Collected data entries
-------------------------

PR #696, opened 2022-02-16
[11.9] Add support for Advanced Search API

IAL32:
The [Advanced Search API](https://docs.gitlab.com/ee/api/search.html#advanced-search-api) can be called as follows:

`(GET) /search`

Attribute | Type | Required | Description
-- | -- | -- | --
scope | string | yes | The scope to search in
search | string | yes | The search query
state | string | no | Filter by state. Issues and merge requests are supported; it is ignored for other scopes.
confidential | boolean | no | Filter by confidentiality. Issues scope is supported; it is ignored for other scopes.
order_by | string | no | Allowed values are created_at only. If this is not set, the results are either sorted by created_at in descending order for basic search, or by the most relevant documents when using advanced search.
sort | string | no | Allowed values are asc or desc only. If this is not set, the results are either sorted by created_at in descending order for basic search, or by the most relevant documents when using advanced search.

This PR adds support for this API.


src/Api/Projects.php
```diff
@@ -78,6 +78,8 @@ public function all(array $parameters = [])
             'id', 'name', 'path', 'created_at', 'updated_at', 'last_activity_at',
             'repository_size', 'storage_size', 'packages_size', 'wiki_size',
         ];
+        $resolver->setDefined('pagination');
```
GrahamCampbell, line 81: These parameters are not intentionally not supported. Please remove them. You need to use the result pager class.

GrahamCampbell (changes requested):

-------------------------

All that is wanted is the lines from the one containing "sort | string" through the last line of the records, restated word for word.

sort | string | no | Allowed values are asc or desc only. If this is not set, the results are either sorted by created_at in descending order for basic search, or by the most relevant documents when using advanced search.

This PR adds support for this API.


src/Api/Projects.php
```diff
@@ -78,6 +78,8 @@ public function all(array $parameters = [])
             'id', 'name', 'path', 'created_at', 'updated_at', 'last_activity_at',
             'repository_size', 'storage_size', 'packages_size', 'wiki_size',
         ];
+        $resolver->setDefined('pagination');
```
GrahamCampbell, line 81: These parameters are not intentionally not supported. Please remove them. You need to use the result pager class.

GrahamCampbell (changes requested):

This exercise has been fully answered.